* Provided data:
+++++

PR #1308, opened 2019-01-25
Add more filter related tests

jamacanbacn:
The line `Adding and removing a source filter` was renamed to color correction since that is the filter it was using originally.

### DIFF
--- a/test/filters.js
+++ b/test/filters.js
@@ -5,8 +5,7 @@ import { addSource } from './helpers/spectron/sources';
 
 useSpectron();
 
-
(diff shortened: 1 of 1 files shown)


jamacanbacn:
My Scroll Filter test would show as a failure due to logging a vue warning. (By logging a warning we count it as a failed test)

This PR fixes the slider warning that would lead to a failed test:
https://github.com/stream-labs/streamlabs-obs/pull/1309

andycreeth:
Dope, thanks man!

PR #1312, opened 2019-01-28
Migrate ObsIntInput to NumberInput

gettinToasty:


app/components/shared/inputs/index.ts
```diff
@@ -41,6 +41,7 @@ export interface INumberMetadata extends IInputMetadata {
   min?: number;
   max?: number;
   placeholder?: string;
+  isInteger?: boolean;
```
holiber: If you're going to use the same input for `int` and `float`, what do you think about to have a bit more flexible option, something like `precision`?
```
1 // precision = 0
1.2 // precision = 1
1.23 // precision = 2
1.12345... // precision = -1
```

gettinToasty: i briefly considered that but i don't think we actually have validations on precision anywhere in the code base, but more specifically i didn't want to have to handle all currently roundings for every currency, which is the most likely case where we would use precision

app/components/TransitionSettings.vue.ts
```diff
@@ -3,9 +3,8 @@ import { Component, Prop } from 'vue-property-decorator';
 import { Inject } from 'util/injector';
 import { TransitionsService, ETransitionType } from 'services/transitions';
 import * as inputComponents from 'components/obs/inputs';
-import { TObsFormData, IObsInput } from 'components/obs/inputs/ObsInput';
+import { TObsFormData } from 'components/obs/inputs/ObsInput';
```
holiber: Unused import

gettinToasty: its used in `saveProperties`

PR #1317, opened 2019-01-29
don't distribute source maps in production

andycreeth:


andycreeth:
The `devtool` setting just controls what types of maps are generated.  We are still generating production source maps, since we upload them to sentry when we release.  This just prevents them also being included in our ASAR archive and taking up update bandwidth for no reason.

andycreeth:
i suck at git

PR #1318, opened 2019-01-29
fix(settings): hide stream info confirm setting while logged out

blackxored:
This setting is unintuitive given how when logged out the stream confirmation dialog would not appear regardless of it being enabled. We hide this setting for unauthenticated users now.

### DIFF
--- a/app/components/ExtraSettings.vue
+++ b/app/components/ExtraSettings.vue
@@ -26,7 +26,7 @@
   <div class="section">
     <div class="section-content">
       <bool-input
-        v-if="!isFacebook"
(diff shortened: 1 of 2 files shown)


app/components/ExtraSettings.vue
```diff
@@ -26,7 +26,7 @@
   <div class="section">
     <div class="section-content">
       <bool-input
-        v-if="!isFacebook"
+        v-if="isLoggedIn && !isFacebook"
```
andycreeth: This is a test of PR commenting.  Please ignore.  :)

PR #1325, opened 2019-01-30
fix(twitch): robustness checks for tags and fresh caches

blackxored:


app/services/stream-info.ts
```diff
@@ -5,7 +5,7 @@ import { Inject } from 'util/injector';
 import { StreamingService } from './streaming';
 import { HostsService } from 'services/hosts';
 import { authorizedHeaders } from 'util/requests';
-import { Subject } from 'rxjs';
+import { BehaviorSubject, Subject } from 'rxjs';
```
holiber: What's the reason for using `BehaviorSubject` doing this? Do you have issues with this event in the ChildWindow?

holiber: You can read the actual `stream-info` from the `state`, don't see why this must be changed here

andycreeth: Given it represents a changing value rather than an event, `BehaviorSubject` is probably the correct type to use here.  I assume he's doing this avoid having to separately query the initial value?

blackxored: Reading from the state did not work if the user has just logged in, we changed to BehaviorSubject to be able to get the last emitted value regardless of subscription time (this component would subscribe after emit).

holiber: > Reading from the state did not work if the user has just logged in
Seems like the must actualize the state when the user has logged in. We have an event for it.

If we are going to use `BehaviorSubject` we must think about some name convention for it to distinguish `BehaviorSubject` events from regular events

PR #1327, opened 2019-01-30
test: twitch tags

blackxored:
Add tests for Twitch tags.

### DIFF
--- a/package.json
+++ b/package.json
@@ -25,6 +25,7 @@
     "lint:ci": "yarn lint --format json --out tslint-results.json",
     "test": "tsc -p test && ava -v",
     "test-flaky": "node ./test/helpers/runner.js",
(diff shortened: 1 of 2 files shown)


package.json
```diff
@@ -88,7 +88,8 @@
     "files": [
       "test-dist/test/*.js",
       "test-dist/test/api/*.js",
-      "test-dist/test/widgets/*.js"
+      "test-dist/test/widgets/*.js",
+      "test-dist/test/twitch/**/*.ts"
```
holiber: I think we need a group of test for the GoLive window

andycreeth:
Still working on these?

blackxored:
Yes, trying to figure out why they fail on CI. Working locally.

PR #1332, opened 2019-01-31
Fix missing temp source on update

gettinToasty:
This sentry bug has a huge volume, but I'm not sure how we should handle the case where a temporary source isn't found.

Sentry entry: https://sentry.io/streamlabs-obs/streamlabs-obs/issues/838582567/


gettinToasty:
@holiber sounds good, i'll close this one then

PR #1333, opened 2019-01-31
Fix video encoder settings

holiber:


holiber:
This is a new PR for `staging` https://github.com/stream-labs/streamlabs-obs/pull/1334

PR #1336, opened 2019-01-31
[Sentry] [NEW] Unexpected token p in JSON

holiber:


app/util/requests.ts
```diff
@@ -12,8 +12,15 @@ import humps from 'humps';
...
-  return response.json().then(json => Promise.reject(json));
+  const contentType = response.headers.get('content-type');
+  const isJson = contentType && contentType.includes('application/json');
+
+  if (!response.ok) {
+    return isJson
+      ? response.json().then(json => Promise.reject(json))
+      : response.text().then(text => Promise.reject(text));
+  }
+  return isJson ? response.json() : response.text();
```
andycreeth: Might be a little cleaner like this.  Honestly just a nitpick though.
```TypeScript
  const contentType = response.headers.get('content-type');
  const isJson = contentType && contentType.includes('application/json');
  const result = isJson ? response.json() : response.text();

  return response.ok ? result : result.then(r => Promise.reject(r));
```

PR #1338, opened 2019-02-01
fix(twitch): avoid update tags with no permission

blackxored:
Do not attempt to update tags if the user doesn't have the `user:edit:broadcast` permission. Race conditions/general timing makes this check necessary as we might not have done a check prior to attempting to send channel info.

### DIFF
--- a/app/services/platforms/twitch.ts
+++ b/app/services/platforms/twitch.ts
@@ -160,13 +160,9 @@ export class TwitchService extends Service implements IPlatformService {
       body: JSON.stringify(data),
     });
 
-    // prettier-ignore
-    return Promise.all([
-      fetch(request).then(handleResponse),
-      this.setStreamTags(tags).catch(e => {
-        console.error('Failed to update tags', e);
-      }),
-    ]).then(_ => true);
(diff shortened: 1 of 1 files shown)


app/services/platforms/twitch.ts
```diff
@@ -160,13 +160,9 @@ export class TwitchService extends Service implements IPlatformService {
...
 
-    // prettier-ignore
-    return Promise.all([
-      fetch(request).then(handleResponse),
-      this.setStreamTags(tags).catch(e => {
-        console.error('Failed to update tags', e);
-      }),
-    ]).then(_ => true);
+    return Promise.all([fetch(request).then(handleResponse), this.setStreamTags(tags)]).then(
+      _ => true,
```
andycreeth: That single character savings over `() => true` 😄

blackxored: LOL, there's science behind it, I'd like to believe. I like to preserve the fact we do take an argument and we're ignoring it, both of which are explicit with this variation. But yeah, at the end what stands is the character length ;). At least it's not as (potentially) bad as `constTrue` and `constFalse`, happy to talk about those :D.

+++++

Read through the entries and copy each line in which "inputs" appears.

* Exercise output:
app/components/shared/inputs/index.ts
 import * as inputComponents from 'components/obs/inputs';
-import { TObsFormData, IObsInput } from 'components/obs/inputs/ObsInput';
+import { TObsFormData } from 'components/obs/inputs/ObsInput';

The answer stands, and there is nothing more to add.